坂本龍馬と新選組


7月5日に東京龍馬会主催で「坂本龍馬と新選組」という菊地明さんによる講演会がありました。
他にも宮地佐一郎さん、龍馬姉の千鶴の子孫、土居晴夫さんが来ていました。
会場でもらった資料のほんの一部ですが載せます。また近いうちに書き足していきます。

慶応元年四月五日、龍馬上京して藩邸に入り、
同志土方楠左衛門に邂逅して国事の日に非なるを痛嘆す。
この日、龍馬は同志高松太郎、千屋寅之助等を従えて嵐山に遊び帰途、
たまたま会津藩士の武装して巡邏するに会う。
龍馬、高松を顧みて曰く、君果たしてこれを横断するの勇気ありやと。
高松瞠目して一語なし。龍馬突如として路傍の子犬を抱き、
余念なげにこれに頬摺りしつつ、歩を会士の中央に運ぶ。
会士喫驚して覚えず途を開く。龍馬悠々としてこれを横ぎり、
高松、千屋等辛うじて龍馬に次げり。

(千頭清臣『坂本龍馬』大正三年刊)


去年六月、※1望月らが死し時、同志の者八人ばかりも皆、
望月がごとく※2戦死したりし。そのまえ、この者ら今の
母※3娘が大仏辺に養い隠し、女二人して飯炊きしてありしが、
その騒ぎの時、家の道具も皆、捕り手の人数が車に摘み取り
帰りたれば、今はたつきもなく、自分は母と知定院という亡父が
寺に行き、養われてありし。
日々、食うや食わずに実に哀れなる暮らしなり。

(慶応元年九月九日付乙女・おやべ宛龍馬書簡)


4伏見でいた時分、夏の事で暑いから、一晩龍馬と二人で
ぶらぶら涼みがてら散歩に出掛けまして、
だんだん夜が更けたから話ももって帰って来る途中、
五・六人の新選組と出逢いました。
夜だからまさか坂本とは知らぬのでしょうが、
浪人と見れば何でも彼でも叩き斬るという奴等ですから、
わざと私等に突き当たって喧嘩を仕掛けたのです。
すると龍馬はプイとどこへ行ったのか分からなくなったので、
私は困ったが、ここぞ臍の据え時と思って、平気な風をして、
あなた等大きな声でなんですねえ、と懐手で澄ましていると、
浪人はどこへ逃げたかなとブツブツ怒りながら、
私には何もせず行き過ぎてしまいました。
私はホッと安心し、三・四丁行きますと、町の角で龍馬が
立ち留まって待っていてくれましたかね、あなた私を置き去りにして
あんまり水臭いじゃありませんかというと、いんにゃあそういう訳
じゃないが、彼奴等に引っ掛かるとどうせ刀を抜かねば済まぬから、
それが面倒で隠れたのだ。
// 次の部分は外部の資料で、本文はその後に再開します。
PR #4934, opened 2024-03-20
feat(classic): enable color system

JoomFX:
BREAKING CHANGE: This commit enables the new Color System,
which introduces a new way of implementing and customizing the colors.
If the user has customized some of the old color variables like
`$kendo-color-primary`, `$kendo-body-bg`, `$kendo-base-bg`, etc, they
would need to migrate their customizations by following the Migration Guide
which can be found in the Progress Design System Docs.


zhpenkov (approved):
Looking good to me.

inikolova (approved):

PR #4954, opened 2024-03-28
chore: provide an option to set custom className

inikolova:
We should be able to set custom classNames to .k-drawer


zhpenkov (commented):
We can avoid adding another component by just adding `props.className` to the current drawer.spec.tsx here https://github.com/telerik/kendo-themes/blob/develop/packages/html/src/drawer/drawer.spec.tsx#L53
This will make the overall component configuration / templates simpler and we will also be able to apply classes directly to k-drawer element.

zhpenkov (approved):

epetrow (approved):

PR #4956, opened 2024-03-29
chore: generate missing utils

inikolova:
In this PR:

- Generate missing spacing-related utils;
- Remove examples with negative paddings, as values for padding cannot be negative;


epetrow (approved):
lgtm

JoomFX (approved):

PR #895, opened 2017-11-02
[MRG] Re-add stateupdate caching

mstimberg:
Gnarg, I just realized that a small but important line got lost when resolving the merge conflicts between the GSL branch and master: the results of the state update code generation were actually no longer cached ;-( This is particularly annoying as it had the most noticeable effect on the runtime improvements for repeated runs. I think it would therefore be good to do a "hotfix" release as soon as possible, hopefully not too many users already tested the performance and were disappointed :-/


thesamovar:
Agreed!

お前もこれくらいの事は平生から
心得ておるだろう、と言いました。

(『千里の駒後日譚拾遺』)


同月二十一日、幕府新選組廻番、昼夜厳重人別を改む。

(『三好慎蔵日記』)


坂本は長崎に着するや、「ワイルウェフ一号難破後の
始末をなし、遭難溺死者のために、塩屋崎海浜に地を卜しつ、
船将黒木以下の姓名を刻して「溺死合霊之墓」と題せる石碑を
建て、弔慰の法会を設くる事とし、同十四日、
再び桜島丸に搭じて馬関に航し来り。

(『維新土佐勤王史』)


1…望月亀弥太のこと。
2…去年六月、、と書かれているので池田屋事変の事だと思われる。
※3…娘とはお龍のこと。
※4…これは、お龍から見たこと。